About this task. Take the data below and copy exactly the lines starting at the one with "an asynchronous job." and finishing at the one with "## Background", both included.

Extracted entries.
☆ ☆ ☆ ☆ ☆

PR #5934, opened 2024-10-09
refactor: run SaveGameStats in a job

### LINKED ISSUE #5929: Improvement - move calls to Game.SaveGameStats into Jobs
Follow-up to #5927; details in [this discussion](https://github.com/pioneerspacesim/pioneer/pull/5927#pullrequestreview-2350528888).

----

Web-eWorks:

Something you might consider for a follow-on PR - data/pigui/modules/saveloadgame.lua calls Game.SaveGameStats repeatedly to load details about savefiles on disk. That function should* be able to be moved off-thread using the Job system (finalizing the job and delivering the result via LuaEvent on the main thread) so there isn't a perceptual hitch/stutter when enumerating details about saved games.

That's the equivalent of throwing you in the deep end to see if you can swim, so feel free to demur and I'll tackle it when I get time.

    = I've not rigorously analyzed it to ensure it's free of dependencies against the main thread - that would be part of the work involved in moving it to an asynchronous job.

mwerle:
##' Bugs / Feature requests

Attempts to fix #5929 

## Background

The idea is to run this expensive task in an asynchronous job and notify the Lua side once it is completed. This is to prevent the stutter from occurring every time the SaveGameStats API is called from Lua.

## Details

The code was modified to call the expensive part of the SaveGameStats API (loading and parsing the game file) into a Job. Once finished, the data is marshalled into a LuaTable and a LuaEvent is triggered to pass the data to the Lua side.

The Lua side registers an Event listener, which parses the data and updates the SaveGame cache entry for the data.

Practically, this is achieved by the following changes :

* add a job manager to the LuaManager class which can run any job on
  the Lua job queue.
* add a LoadGameToJsonJob implementation in SaveGameManager, and a new function, LoadGameToJsonAsync(), which schedules an instance of this job on the Lua job queue.
* call this new function from Lua, as well as registering a callback for when the job completes, in saveloadgame.lua.

Many thanks to @Web-eWorks for feedback throughout the development of this change (details of which have been squashed, but the implementation went through several iterations) as well as providing the Lua profiler and removing the no longer required `SaveLoadWindow::update()` callback.

### DIFF
--- a/data/pigui/modules/saveloadgame.lua
+++ b/data/pigui/modules/saveloadgame.lua
@@ -300,6 +300,13 @@ function SaveLoadWindow:makeFileList()
 		return a.mtime.timestamp > b.mtime.timestamp
 	end)
 
+	-- Cache details about each savefile
+	for _, file in ipairs(self.files) do
+		if not self.entryCache[file.name] or self.entryCache[file.name].timestamp ~= file.mtime.timestamp then
+			self.entryCache[file.name] = makeEntryForSave(file)
+		end
+	end
+
 	self:makeFilteredList()
 	-- profileEndScope()
 end
@@ -349,21 +356,6 @@ function SaveLoadWindow:deleteSelectedSave()
 		-- List of files changed on disk, need to update our copy of it
 		self:makeFileList()
 	end)
-end
-
-function SaveLoadWindow:update()
-	ModalWindow.update(self)
-
-	-- Incrementally update cache until all files are up to date
-	-- We don't need to manually clear the cache, as changes to the list of
-	-- files will trigger the cache to be updated
-	local uncached = utils.find_if(self.files, function(_, file)
-		return not self.entryCache[file.name] or self.entryCache[file.name].timestamp ~= file.mtime.timestamp
-	end)
-
-	if uncached then
-		self.entryCache[uncached.name] = makeEntryForSave(uncached)
-	end
 end
 
 --=============================================================================
--- a/data/pigui/modules/saveloadgame.lua
+++ b/data/pigui/modules/saveloadgame.lua
@@ -2,6 +2,7 @@
 -- Licensed under the terms of the GPL v3. See licenses/GPL-3.txt
 
 local Game       = require 'Game'
+local Event      = require 'Event'
 local FileSystem = require 'FileSystem'
 local Lang       = require 'Lang'
 local ShipDef    = require 'ShipDef'
@@ -197,42 +198,56 @@ end
 
 --=============================================================================
 
-local function makeEntryForSave(file)
-	local compatible, saveInfo = pcall(Game.SaveGameStats, file.name)
-	if not compatible then
-		saveInfo = {}
-	end
-
+-- Event callback once the savegame information has been loaded
+-- Updates the entryCache with the full details of the savegame.
+function SaveLoadWindow:onSaveGameStats(saveInfo)
+	-- local profileEndScope = utils.profile("SaveLoadWindow:onSaveGameStats()")
 	local location = saveInfo.system or lc.UNKNOWN
-
 	if saveInfo.docked_at then
 		location = location .. ", " .. saveInfo.docked_at
 	end
 
-	local saveEntry = SaveGameEntry:clone({
-		name = file.name,
-		compatible = compatible,
-		isAutosave = file.name:sub(1, 1) == "_",
-		character = saveInfo.character,
-		timestamp = file.mtime.timestamp,
-		gameTime = saveInfo.time,
-		duration = saveInfo.duration,
-		locationName = location,
-		credits = saveInfo.credits,
-		shipName = saveInfo.shipName,
-		shipHull = saveInfo.shipHull,
-	})
-
 	-- Old saves store only the name of the ship's *model* file for some dumb reason
 	-- Treat the model name as the ship id and otherwise ignore it if we have proper data
+	local shipHull
 	if not saveInfo.shipHull then
 		local shipDef = ShipDef[saveInfo.ship]
-
 		if shipDef then
-			saveEntry.shipHull = shipDef.name
+			shipHull = shipDef.name
 		end
+	else
+		shipHull = saveInfo.shipHull
 	end
 
+	local entry = self.entryCache[saveInfo.filename]
+	entry.character = saveInfo.character
+	entry.compatible = saveInfo.compatible
+	entry.credits = saveInfo.credits
+	entry.duration = saveInfo.duration
+	entry.gameTime = saveInfo.time
+	entry.locationName = location
+	entry.shipName = saveInfo.shipName
+	entry.shipHull = shipHull
+
+	-- profileEndScope()
+end
+
+local function onSaveGameStats(saveInfo)
+	ui.saveLoadWindow:onSaveGameStats(saveInfo)
+end
+
+-- Trigger load of savegame information and return bare-bones entry
+local function makeEntryForSave(file)
+	-- local profileEndScope = utils.profile("makeEntryForSave()")
+	Game.SaveGameStats(file.name)
+
+	local saveEntry = SaveGameEntry:clone({
+		name = file.name,
+		isAutosave = file.name:sub(1, 1) == "_",
+		timestamp = file.mtime.timestamp,
+	})
+
+	-- profileEndScope()
 	return saveEntry
 end
 
@@ -243,6 +258,7 @@ end
 --=============================================================================
 
 function SaveLoadWindow:makeFilteredList()
+	-- local profileEndScope = utils.profile("SaveLoadWindow::makeFilteredList()")
 	local shouldShow = function(f)
 		if not self.showAutosaves and f.name:sub(1, 1) == "_" then
 			return false
@@ -266,9 +282,11 @@ function SaveLoadWindow:makeFilteredList()
 	if not utils.contains_if(self.filteredFiles, isSelectedFile) then
 		self.selectedFile = nil
 	end
+	-- profileEndScope()
 end
 
 function SaveLoadWindow:makeFileList()
+	-- local profileEndScope = utils.profile("SaveLoadWindow::makeFileList()")
 	local ok, files = pcall(Game.ListSaves)
 
 	if not ok then
@@ -283,6 +301,7 @@ function SaveLoadWindow:makeFileList()
 	end)
 
 	self:makeFilteredList()
+	-- profileEndScope()
 end
 
 function SaveLoadWindow:loadSelectedSave()
@@ -551,6 +570,8 @@ function SaveLoadWindow:render()
 end
 
 --=============================================================================
+
+Event.Register("onSaveGameStats", onSaveGameStats)
 
 ui.saveLoadWindow = SaveLoadWindow
 
--- a/src/lua/LuaGame.cpp
+++ b/src/lua/LuaGame.cpp
@@ -9,6 +9,7 @@
 #include "GameSaveError.h"
 #include "Json.h"
 #include "Lang.h"
+#include "LuaEvent.h"
 #include "LuaObject.h"
 #include "LuaTable.h"
 #include "LuaUtils.h"
@@ -73,10 +74,63 @@ static int l_game_start_game(lua_State *l)
 	return 0;
 }
 
+/* Marshall the game info into a LuaTable and send it as an event to Lua.
+ * Callback from the savegame_stats job when the job is finished. This function
+ * will run in the main thread. */
+static void onSaveGameStatsJobFinished(std::string_view filename, const Json &rootNode)
+{
+	PROFILE_SCOPED()
+	auto ls = Lua::manager->GetLuaState();
+	ScopedTable t(ls);
+	t.Set("filename", filename);
+
+	try {
+		t.Set("time", rootNode["time"].get<double>());
+
+		// if this is a newer saved game, show the embedded info
+		if (rootNode["game_info"].is_object()) {
+			const Json &gameInfo = rootNode["game_info"];
+			t.Set("compatible", true);
+			t.Set("system", gameInfo["system"].get<std::string>());
+			t.Set("ship", gameInfo["ship"].get<std::string>());
+			t.Set("credits", gameInfo["credits"].get<float>());
+			t.Set("flight_state", gameInfo["flight_state"].get<std::string>());
+			if (gameInfo.count("docked_at")) {
+				t.Set("docked_at", gameInfo["docked_at"].get<std::string>());
+			}
+			if (gameInfo.count("shipHull")) {
+				t.Set("shipHull", gameInfo["shipHull"].get<std::string>());
+			}
+			if (gameInfo.count("shipName")) {
+				t.Set("shipName", gameInfo["shipName"].get<std::string>());
+			}
+			if (gameInfo.count("duration")) {
+				t.Set("duration", gameInfo["duration"].get<double>());
+			}
+			if (gameInfo.count("character")) {
+				t.Set("character", gameInfo["character"].get<std::string>());
+			}
+		} else {
+			// this is an older saved game...try to show something useful
+			const Json &shipNode = rootNode["space"]["bodies"][rootNode["player"].get<int>() - 1];
+			t.Set("frame", rootNode["space"]["bodies"][shipNode["body"]["index_for_frame"].get<int>() - 1]["body"]["label"].get<std::string>());
+			t.Set("ship", shipNode["model_body"]["model_name"].get<std::string>());
+			t.Set("compatible", false);
+		}
+	} catch (const Json::type_error &) {
+		t.Set("compatible", false);
+	} catch (const Json::out_of_range &) {
+		t.Set("compatible", false);
+	}
+
+	LuaEvent::Queue("onSaveGameStats", LuaTable(t));
+	LuaEvent::Emit();
+}
+
 /*
  * Function: SaveGameStats
  *
- * Return stats about a game.
+ * Start a Job to read the SaveGameStats for a particular save game
  *
  * > Game.SaveGameStats(filename)
  *
@@ -89,6 +143,12 @@ static int l_game_start_game(lua_State *l)
  *
  *   2018-02-10
  *
+ * Modified:
+ *
+ *   2024-10-11 - the function no longer returns the Stats directly, but starts
+ *                a Job. The Lua caller is responsible for registering an
+ *                "onSaveGameStats" event handler to process the data.
+ *
  * Status:
  *
  *   experimental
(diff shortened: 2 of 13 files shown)


Web-eWorks (commented):
Initial feedback - instead of adding the new LuaEvent class to piecewise construct an argument table, construct a LuaTable object inside of `l_game_savegame_stats_callback`, add values to it as normal, and pass that LuaTable handle as the args parameter to `LuaEvent::Queue`. (Don't forget to dispose of the underlying table from the stack - a LuaTable doesn't auto-pop its table.)

If that doesn't currently compile, let me know and I'll do the template metaprogrammery to get it to work.

A note - we tend to reserve the `l_<namespace>_<method>` naming convention for functions following the `Lua_Function` API prototype, i.e. `static int l_name(lua_State *l)`. This is just a "regular" callback and can have any particular name.

Regarding profiling, we have an in-process profiler for C++ which can be used via the `PROFILE_SCOPED()` macro (with the appropriate include of `profiler/Profiler.h`). Details on usage are in the [dev docs](https://dev.pioneerspacesim.net/contribute/profiling).

src/lua/LuaGame.cpp
```diff
@@ -93,10 +137,50 @@ static int l_game_start_game(lua_State *l)
  *
  *   experimental
  */
+static void l_game_savegame_stats_callback(std::string filename, Json rootNode)
+{
+	LuaEvent::LuaEvent e("onSaveGameStats");
+	e.addParameter("filename", filename);
+	try {
+		Json gameInfo = rootNode["game_info"];
```
Web-eWorks, line 145: Should be `const Json &` here - currently this is a copy-assign which recursively copies the whole node.

Web-eWorks:
Thanks for working on this! We unfortunately don't have good (or any) Lua-side profiling utilities at current, but I'll pull the branch and take a closer look to see what's responsible for the stutters.

Web-eWorks:
Hacked in a manual lua-side profiler to test performance. Note that printing to the console has an overhead of about `0.065ms` - I've disabled most of the print statements for the sake of measuring real performance.

<details>

With hot caches:

```
Info: PROFILE | SaveLoadWindow:makeFilteredList() took 0.0085ms
Info: PROFILE | SaveLoadWindow:makeFileList() took 0.1471ms
Info: PROFILE | SaveLoadWindow:onSaveGameStats() took 0.0033ms
Info: PROFILE | SaveLoadWindow:onSaveGameStats() took 0.0036ms
Info: PROFILE | SaveLoadWindow:onSaveGameStats() took 0.0038ms
Info: PROFILE | SaveLoadWindow:onSaveGameStats() took 0.0040ms
Info: PROFILE | SaveLoadWindow:onSaveGameStats() took 0.0039ms
Info: PROFILE | SaveLoadWindow:onSaveGameStats() took 0.0050ms
Info: error in JSON file 'savefiles/_autosave9': [json.exception.parse_error.110] parse error at 1: unexpected end of input
Info: PROFILE | SaveLoadWindow:onSaveGameStats() took 0.0049ms
Info: PROFILE | SaveLoadWindow:onSaveGameStats() took 0.0038ms
Info: PROFILE | SaveLoadWindow:onSaveGameStats() took 0.0029ms
Info: PROFILE | SaveLoadWindow:onSaveGameStats() took 0.0041ms
Info: PROFILE | SaveLoadWindow:onSaveGameStats() took 0.0054ms
Info: PROFILE | SaveLoadWindow:onSaveGameStats() took 0.0034ms
Info: PROFILE | SaveLoadWindow:onSaveGameStats() took 0.0037ms
Info: PROFILE | SaveLoadWindow:onSaveGameStats() took 0.0034ms
Info: PROFILE | SaveLoadWindow:onSaveGameStats() took 0.0041ms
Info: PROFILE | SaveLoadWindow:onSaveGameStats() took 0.0113ms
Info: PROFILE | SaveLoadWindow:onSaveGameStats() took 0.0042ms
```

With fully cold cache (`echo 3 | sudo tee /proc/sys/vm/drop_caches`):
```
Info: PROFILE | SaveLoadWindow:makeFilteredList() took 0.0092ms
Info: PROFILE | SaveLoadWindow:makeFileList() took 5.8037ms
Info: PROFILE | SaveLoadWindow:onSaveGameStats() took 0.0030ms
Info: PROFILE | SaveLoadWindow:onSaveGameStats() took 0.0033ms
Info: PROFILE | SaveLoadWindow:onSaveGameStats() took 0.0043ms
Info: PROFILE | SaveLoadWindow:onSaveGameStats() took 0.0036ms
Info: PROFILE | SaveLoadWindow:onSaveGameStats() took 0.0028ms
Info: PROFILE | SaveLoadWindow:onSaveGameStats() took 0.0048ms
Info: PROFILE | SaveLoadWindow:onSaveGameStats() took 0.0069ms
Info: error in JSON file 'savefiles/_autosave9': [json.exception.parse_error.110] parse error at 1: unexpected end of input
Info: PROFILE | SaveLoadWindow:onSaveGameStats() took 0.0035ms
Info: PROFILE | SaveLoadWindow:onSaveGameStats() took 0.0060ms
Info: PROFILE | SaveLoadWindow:onSaveGameStats() took 0.0035ms
Info: PROFILE | SaveLoadWindow:onSaveGameStats() took 0.0037ms
Info: PROFILE | SaveLoadWindow:onSaveGameStats() took 0.0035ms
Info: PROFILE | SaveLoadWindow:onSaveGameStats() took 0.0027ms
Info: PROFILE | SaveLoadWindow:onSaveGameStats() took 0.0031ms
Info: PROFILE | SaveLoadWindow:onSaveGameStats() took 0.0045ms
Info: PROFILE | SaveLoadWindow:onSaveGameStats() took 0.0039ms
Info: PROFILE | SaveLoadWindow:onSaveGameStats() took 0.0042ms
```

Looking at the profile from that run (`Engine.RequestProfileFrame()`), we're almost entirely disk bound inside of `SaveGameManager::ListSaves`.
image

</details>

With the manual rate-limiting removed from `SaveLoadWindow:update()`, loading information about saves is almost instant as all saves are processed at once. I'm not seeing the major stutter you mentioned either - even with cold caches loading the list of saves from disk (with an N of 18) causes at most a single frame skip at 60Hz.

This does raise the follow-on question of also moving `Game.ListSaves()` to an off-thread operation - as I imagine a user with a decent number of savefiles (say, 150) in combination with a legacy HDD or eMMC boot drive could potentially have an observable stutter in that function lasting a significant fraction of a second.

Would you like me to push my profiler implementation to this branch?

src/lua/LuaGame.cpp
mwerle: Yes, my initial version is "dumb" because I don't know C++ very well. Or rather, I don't know how to predict object lifetimes very well, so didn't want things going out of scope and blowing up for now.

I'm old-skool, give me full control over object lifecycles. And yes, I know C++ does that, but it obfuscates it.. which is fine in a small or well-known codebase, but when coming in to a new codebase, until learning in detail all the various object behaviours, it's difficult to understand just when things get constructed and destroyed. I prefer explicit "malloc" and "free".

mwerle:
Thank you for having a look and providing feedback!

> Initial feedback - instead of adding the new LuaEvent class to piecewise construct an argument table, construct a LuaTable object inside of `l_game_savegame_stats_callback`, add values to it as normal, and pass that LuaTable handle as the args parameter to `LuaEvent::Queue`.
> 
I'm afraid I still have extremely limited knowledge of how the Lua stack works and what can and can't be constructed on it and passed around. It's not really made any clearer (to me) by the wrappers you guys have developed which have various restrictions such as the ScopedTable. If there is a book or other training material you can point me at so I can learn more about it that would be appreciated.

So I didn't think a LuaTable could be constructed on the stack and then passed around and modified etc before invoking a Lua function while other parts of the code also potentially modify the Lua stack (ie, another Job in another thread).

Inside `l_game_savegame_stats_callback` I don't have a `lua_State` which can be used to create a table.

In the "normal" functions the `lua_State` comes directly as a parameter, but I didn't know if that state would survive being passed into another thread and used/modified there while other Lua functions run in other threads. I kinda figured the Lua stuff would probably all need to be on the same thread without adding a lot of synchronisation.

This is why I made that LuaEvent class to construct the table and manage the `lua_State`. But looking at it now, it probably boils down to the same thing.. as I said, C++ isn't my forte, and the whole Lua thing is brand-new to me.

>  (Don't forget to dispose of the underlying table from the stack - a LuaTable doesn't auto-pop its table.)

???

> A note - we tend to reserve the `l_<namespace>_<method>` naming convention for functions following the `Lua_Function` API prototype, i.e. `static int l_name(lua_State *l)`. This is just a "regular" callback and can have any particular name.
> 
Noted.

> Regarding profiling, we have an in-process profiler for C++ which can be used via the `PROFILE_SCOPED()` macro (with the appropriate include of `profiler/Profiler.h`). Details on usage are in the [dev docs](https://dev.pioneerspacesim.net/contribute/profiling).

I saw the macro, but haven't had time to look into it. Thanks for the link, I'll have a read.

mwerle:
> Would you like me to push my profiler implementation to this branch?

Yes please. No need for me to reinvent the wheel..

src/lua/LuaGame.cpp
mwerle: ... and reading the rest of your comments, it seems this class should be dropped anyway.

I guess what you're saying is that I can just pass a `lua_State`, or obtain one from within the callback, and then use that to construct the table directly? That was my main sticking point.

Web-eWorks: Yes. The `LuaEvent::Queue()` method (if not passed a specific queue) implicitly operates on the "main" lua_State from `Lua::manager->GetLuaState()` - you can make a Lua table using that state, populate it with the data that needs to be passed back, and then send that table through LuaEvent.

Pushing a `LuaTable` object as a LuaEvent parameter essentially just copies the reference to the underlying Lua table object, which itself has automatically-managed lifetime by the Lua GC.

Web-eWorks:
> I'm afraid I still have extremely limited knowledge of how the Lua stack works and what can and can't be constructed on it and passed around.

This is partially why the Lua*** wrappers were developed, to simplify interacting with Lua from the programmer's perspective. I'm sorry they're not clear and easy to use either - we (at this point, I) probably should write a primer on interacting with Lua and add it to the dev docs.

> So I didn't think a LuaTable could be constructed on the stack and then passed around and modified etc before invoking a Lua function while other parts of the code also potentially modify the Lua stack (ie, another Job in another thread).

> but I didn't know if that state would survive being passed into another thread and used/modified there while other Lua functions run in other threads.

Lua is implicitly and explicitly single-threaded only. Only the main thread is allowed to call any Lua API functions on the main Lua state (`Lua::manager->GetLuaState()`). Inside of a Job / Task's main execution method, you generally will never see any Lua API being called.

I should have mentioned this when I was originally describing the problem to you, sorry. :sweat_smile:

The `OnFinish` method of the Job class specifically **always runs on the main thread** for this reason, to allow interaction with non-threaded resources like OpenGL or Lua.

Other Lua states may be constructed for use on separate threads, but they operate under a share-nothing model in relation to the main Lua state from both a C and Lua-side perspective.

As mentioned in another reply, from the "main" thread you can  `lua_State *l = Lua::manager->GetLuaState();` to interact with the game's Lua context at (almost*) any time.

\* Startup and shutdown excluded, for obvious reasons.

> This is why I made that LuaEvent class to construct the table and manage the lua_State. But looking at it now, it probably boils down to the same thing.. as I said, C++ isn't my forte, and the whole Lua thing is brand-new to me.

Don't worry about it at all - this is why I'm taking the time to review and provide feedback in such depth on your PRs. My hope is to help smooth along the learning process; feel free to mention me (as sturnclaw) in IRC with questions if that's a more expedient way to learn.

> > (Don't forget to dispose of the underlying table from the stack - a LuaTable doesn't auto-pop its table.)
>
> ???

Here's an annotated example:

```c++
// Create a new table on the Lua stack.
// This is a shorthand to call lua_newtable(l); LuaTable(l, -1).
// Passing a stack index to the constructor instead aliases an existing table.
LuaTable tab { l };

// Interact with the table as normal, don't need to bother with the underlying Lua API.
tab.Set("myKey", myVal);

// Pass this table to a Lua event. The LuaTable wrapper aliases the underlying table on
// the Lua stack when copied.
// LuaEvent::Queue pushes all parameters to Lua and then destroys its arguments. You
// generally don't have to worry about lifetime concerns as long as you're not passing
// a ScopedTable handle.
// LuaEvent::Queue is guaranteed to leave the stack in the same state as when you called it.
LuaEvent::Queue("myEvent", tab);

// Because LuaTable aliases a table on the stack, it does not remove that value from
// the stack when it is destroyed. Instead, you have to manually call lua_pop() to remove
// the table implicitly created via LuaTable(lua_State *l).
lua_pop(l, 1);
```

data/pigui/modules/saveloadgame.lua
```diff
@@ -197,42 +198,107 @@ end
...
 	end
 
+	self.entryCache[saveInfo.filename].character = saveInfo.character
+	self.entryCache[saveInfo.filename].compatible = saveInfo.compatible
+	self.entryCache[saveInfo.filename].credits = saveInfo.credits
+	self.entryCache[saveInfo.filename].duration = saveInfo.duration
+	self.entryCache[saveInfo.filename].gameTime = saveInfo.time
+	self.entryCache[saveInfo.filename].locationName = location
+	self.entryCache[saveInfo.filename].shipName = saveInfo.shipName
+	self.entryCache[saveInfo.filename].shipHull = shipHull
```
Web-eWorks, line 249: Note: Lua cannot optimize out the repeated table lookups here. Prefer storing `self.entryCache[saveInfo.filename]` in a local variable and directly assigning to it.

src/lua/LuaEvent.h
```diff
@@ -51,7 +51,6 @@ namespace LuaEvent {
 	{
 		Queue(GetEventQueue(), event);
 	}
-
```
Web-eWorks, line 54: Errant deleted whitespace here - preferably LuaEvent isn't touched at all by this PR.

data/pigui/modules/saveloadgame.lua
```diff
@@ -197,42 +198,107 @@ end
...
+end
+
+local function onSaveGameStats(saveInfo)
+	ui.saveLoadWindow:onSaveGameStats(saveInfo)
+end
+
+-- Trigger load of savegame information and return bare-bones entry
+local function makeEntryForSave(file)
+	print('makeEntryForSave : file=', file.name)
+	pcall(Game.SaveGameStats, file.name)
```
Web-eWorks, line 259: This can be converted to `Game.SaveGameStats(file.name)` since the function no longer throws an error.

Web-eWorks (changes requested):

data/pigui/modules/saveloadgame.lua
mwerle: Heh, ok, thanks for the heads-up.  Currently working with someone who very much dislikes "unnecessary" local variables, and C just optimises this sort of stuff out.

src/lua/LuaEvent.h
mwerle: PR isn't cleaned up yet.. but thanks for pointing it out.

mwerle:
> Finally, as a suggestion - you may want to move the JobSet into a more central API like `Pi::App()` or `Lua::manager` as a shared "Lua Jobs" interface. That would avoid the need to keep a static object at file scope, and allow object deinitialization to be controlled as well as initialization.

Sure; I first wanted to see if it would work at all so just hacked it into the `LuaGame.cpp`.


I moved the Job itself into the `SaveGameManager` class and simply exposed a function to create a new job.

I moved the jobset into `Lua::manager` as suggested.

The issue is that the `Lua::Manager` implementation now has a #include "Pi.h" which I seem to remember is undesired..?

Web-eWorks:
> I moved the Job itself into the `SaveGameManager` class and simply exposed a function to create a new job.

Looks good. Naming is a little stilted, I might personally try to name it something like `LoadGameToJsonAsync` and allow the return value type to do the talking on what it returns.

> I moved the jobset into `Lua::manager` as suggested.
> 
> The issue is that the `Lua::Manager` implementation now has a #include "Pi.h" which I seem to remember is undesired..?

this is fine

More seriously, this isn't ideal. I suspect the editor will likely crash on startup because of this, as `Pi::App` doesn't exist outside of "main game" contexts. Just one of those details about the codebase you'll trip over in the process of learning it.

Preferably, the `LuaManager` constructor takes a `JobQueue *asyncJobQueue` parameter instead. As a knock-on effect, this means that `Lua::Init()` now needs to either be passed a `LuaManager` for it to take ownership of on startup, or be passed a pointer to the running application's AsyncJobQueue to then pass to LuaManager. The latter is likely much easier to implement and thus what I'd suggest.

mwerle:
> Preferably, the LuaManager constructor takes a JobQueue *asyncJobQueue parameter instead. As a knock-on effect, this means that Lua::Init() now needs to either be passed a LuaManager for it to take ownership of on startup, or be passed a pointer to the running application's AsyncJobQueue to then pass to LuaManager. The latter is likely much easier to implement and thus what I'd suggest.

This is proving to be marginally challenging as the other Applications do not have any Job Queues..

Web-eWorks:
https://github.com/pioneerspacesim/pioneer/blob/2884328dd61ef3c1fb7dadcf59b39b6413abdd1f/src/core/Application.h#L89

mwerle:
> https://github.com/pioneerspacesim/pioneer/blob/2884328dd61ef3c1fb7dadcf59b39b6413abdd1f/src/core/Application.h#L89

No idea how or why I missed this.. I was grubbing around inside the implementation files and must have missed the base class.

Proposed fix in 63c95d1e0ed1850be46b52ec4dff14c69c3db96d

data/pigui/modules/saveloadgame.lua
mwerle: Fixed in c32dd13852548473bb5ce72aabf3c54ec7571008

data/pigui/modules/saveloadgame.lua
mwerle: Fixed in c32dd13852548473bb5ce72aabf3c54ec7571008

mwerle:
> Looks good. Naming is a little stilted, I might personally try to name it something like `LoadGameToJsonAsync` and allow the return value type to do the talking on what it returns.
> 

Fixed in 1a871c89891620b3c3ee4e6674b5d4b36562004d

Web-eWorks:
> No idea how or why I missed this.. I was grubbing around inside the implementation files and must have missed the base class.
> 
> Proposed fix in [63c95d1](https://github.com/pioneerspacesim/pioneer/commit/63c95d1e0ed1850be46b52ec4dff14c69c3db96d)

Looks good. Will give this a whirl tomorrow.

data/pigui/modules/saveloadgame.lua
```diff
@@ -243,6 +258,7 @@ end
 --=============================================================================
 
 function SaveLoadWindow:makeFilteredList()
+	local profileEndScope = utils.profile("SaveLoadWindow::makeFilteredList()")
```
Web-eWorks, line 261: Leftover profiling call here.

Web-eWorks (approved):
So far this looks good! I've left one comment where a bit more cleanup is needed, and I've pushed a commit to the branch removing the manual rate-limiting code in `SaveLoadWindow:update()` (and that overridden function entirely). Feel free to rebase/squash/etc. that commit - I'm not worried about the author/committer information.

data/pigui/modules/saveloadgame.lua
mwerle: The change is impressive, even Debug builds now load the list of saves almost instantly, down from about 14 seconds, on my PC with about 40 saves.

I'll squash/merge/etc and mark the PR as ready then. Thank you for all of your input!

mwerle:
Squashed commits, rebased on main, ready for review, thank you.

Web-eWorks:
My prior approval stands. Good work, and thank you for implementing this! Hopefully it's given you a bit better visibility into a "vertical slice" of the codebase - I'll chalk that up as a win for shamelessly asking other contributors to do my TODO items for me. :smile:

In all seriousness, this is a good implementation and I'm glad you proposed the idea of the SaveGameManager - I likely wouldn't have come up with that on my own.

mwerle:
Thank you, yes it was a great learning exercise and I think I gained some insight into how the codebase, especially interactions with Lua, work.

☆ ☆ ☆ ☆ ☆

Exercise output.
    = I've not rigorously analyzed it to ensure it's free of dependencies against the main thread - that would be part of the work involved in moving it to an asynchronous job.

mwerle:
##' Bugs / Feature requests

Attempts to fix #5929 

## Background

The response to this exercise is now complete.